The plasma membrane of our cells form the first line of defence to external threats. Protein-membrane interactions dominate this landscape, playing an important role in our understanding of a myriad of bacterial and viral infections. Phenomena range from membrane-assisted protein aggregation, oligomerization and folding. Pore-forming toxins a subclass of proteins expressed by bacteria form their primary arsenal responsible for over 30 % of bacterial infections. Pore forming proteins/toxins expressed in a water-soluble form bind to the target cellular membrane and self-assemble to form multimeric transmembrane pore complexes to eventually kill the cell. In this talk I will summarize our understanding of the pore forming toxin cytolysin A (ClyA) – a 34 kDa protein expressed by E. coli and known to undergo one of the largest conformational transitions during pore formation.

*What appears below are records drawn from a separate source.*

PR #2173, opened 2024-05-16
DPC-3848 Weekly Verification: Chained

jdettmannnava:
## 🎫 Ticket

https://jira.cms.gov/browse/DPC-3848

## 🛠 Changes

- Verify AO Job queues another version of itself if it processed any links, queues Verify ProviderOrganization Job otherwise
- Verify ProviderOrganization Job queues another version of itself if it processed any orgs

## ℹ️ Context for reviewers

Completes the run instead of just a few.
Note: tailing the sidekiq log, locally it takes four seconds to start another job, so the wait fussiness is probably unnecessary.
See [mural](https://app.mural.co/t/nava4113/m/nava4113/1715885224810/4f338609a953b834ac00886af970b22a17765cf8?sender=ud90669672db0f13ad83c0120) for flowcharts highlighting differences between the algorithms.

## ✅ Acceptance Validation

Unit tests and [performance test](https://github.com/CMSgov/dpc-app/tree/jd/dpc-3848-performance-chain)

## 🔒 Security Implications


dpc-portal/app/jobs/verify_provider_organization_job.rb
```diff
@@ -0,0 +1,35 @@
...
+  def perform
+    service = AoVerificationService.new
+    @start = Time.now
+    unless orgs_to_check.each do |org|
+             service.check_org_med_sanctions(org.npi)
+             service.get_approved_enrollments(org.npi)
+             org.update!(last_checked_at: Time.now)
+    rescue AoException => e
+      handle_error(org, e.message)
+           end.empty?
```
kyeah, line 20: This chained statement is confusing to me 🤔 could we break the logic down in a more human-readable way? I read this several times and i am still not 100% sure what `unless orgs_to_check.each do ... end.empty?` means exactly (I didn't think `[list].each` returned anything?)

dpc-portal/app/concerns/verification.rb
```diff
@@ -0,0 +1,37 @@
...
+
+    def update_org_sanctions(org, message)
+      org.update!(entity_error_attributes(message))
+      org.ao_org_links.where(verification_status: true).each do |link|
+        link.update!(link_error_attributes(message))
+      end
+    end
+
+    def enqueue_job(klass)
+      wait = (Time.now - @start).seconds
```
kyeah, line 33: Is there a specific intention behind how this wait is calculated?

dpc-portal/app/jobs/verify_ao_job.rb
```diff
@@ -0,0 +1,72 @@
...
+class VerifyAoJob < ApplicationJob
+  queue_as :portal
+  include Verification
+
+  def perform
+    @start = Time.now
+    service = AoVerificationService.new
+    if links_to_check.each do |link|
+         check_link(service, link)
+         update_success(link)
```
kyeah, line 16: small nit but good reminder for myself about automated formatting checks 😄 Looks like this tabbing/spacing is bigger than the rest of the file

dpc-portal/app/jobs/verify_ao_job.rb
```diff
@@ -0,0 +1,72 @@
...
+    rescue AoException => e
+      handle_error(link, e.message)
+       end.empty?
+      enqueue_job(VerifyProviderOrganizationJob)
```
kyeah, line 20: I have some small concerns about relying on chained jobs — wonder about unexpected errors/failures that would prevent enqueuing and delay future verification checks. But as you mentioned when we chatted — easier to remove this portion than to add it in retroactively.

dpc-portal/app/jobs/verify_ao_job.rb
```diff
@@ -0,0 +1,72 @@
...
+    AoOrgLink.transaction do
+      link.update!(last_checked_at: Time.now)
+      link.provider_organization.update!(last_checked_at: Time.now)
+      link.user.update!(last_checked_at: Time.now)
+    end
+  end
+
+  def handle_error(link, message)
+    AoOrgLink.transaction do
+      link.update!(link_error_attributes(message))
```
kyeah, line 41: It would be good for us to eventually document the business logic here, e.g. why are we updating certain tables based on certain scenarios.

At this point, the one question I have is whether we need/want to set the ao_org_link verification status to `false` in every scenario (e.g. if the org has sanctions.) Since it's just a boolean, I can see it being a little confusing (why is the link status false? Is it because the AO is no longer an AO, or because the org has sanctions? etc.) 

From a UX perspective it probably doesn't matter though — once we see an org has a verification issue, we know what the screens should look like.

docker-compose.portals.yml
```diff
@@ -169,6 +170,9 @@ services:
       - GOLDEN_MACAROON=${GOLDEN_MACAROON}
       - API_ADMIN_URL=http://api:9900
       - API_METADATA_URL=http://api:3002/v1
+      - CPI_API_GW_BASE_URL=http://localhost:4567/
+      - CMS_IDM_OAUTH_URL=http://localhost:4567/
+      - RUBY_YJIT_ENABLE=1
```
kyeah, line 175: do we need to add env vars to the sidekiq terraform as well on the dpc-ops side?

kyeah (commented):
no major comments, thank you!

dpc-portal/app/concerns/verification.rb
jdettmannnava: Assuming configured to do around 25 calls, so would not want to start until a second passed. When I was testing locally, it took about 4 seconds between job queued and job actually started, so it is probably not a useful thing to do.

dpc-portal/app/jobs/verify_provider_organization_job.rb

We use large scale molecular dynamics simulations at atomistic and coarse grained levels and enhanced free energy sampling methods in combination with experiments on supported bilayer and vesicle platforms to unravel the process of membrane insertion and kinetics of pore formation. Each of the different techniques offers unique insights at different length and time scales into membrane binding, influence of lipid composition as well as the inherent conformational changes that the protein undergoes during the pore formation process. We connect membrane insertion and ensuing conformational changes with recent superresolution and single molecule microscopy data to provide molecular insights into the pore forming pathway.
About the speaker :
Prof. K. Ganapathy Ayappa is currently working as a Professor in the Department of Chemical Engineering, IISc Bengaluru. He obtained his Bachelors degree in Chemical Engineering from Mangalore University, India in 1984, and an MS and PhD in Chemical Engineering with a Minor in Mathematics from the Department of Chemical Engineering and Materials Science at the University of Minnesota, in 1992. Professor Ayappa has held visiting positions at the University of North Carolina, the James Franck Institute at the University of Chicago and Department of Materials at ETH Zurich. He is a fellow of the Indian National Academy of Engineers and the National Science Academy. His interests lie in developing a molecular understanding of structure and dynamics of molecules at the nanoscale using molecular simulations and statistical mechanics. Current interests lie in the area of biological membranes, membrane-protein interactions implicated in bacterial and viral infections and cellular signalling and dynamics at the nanoscale.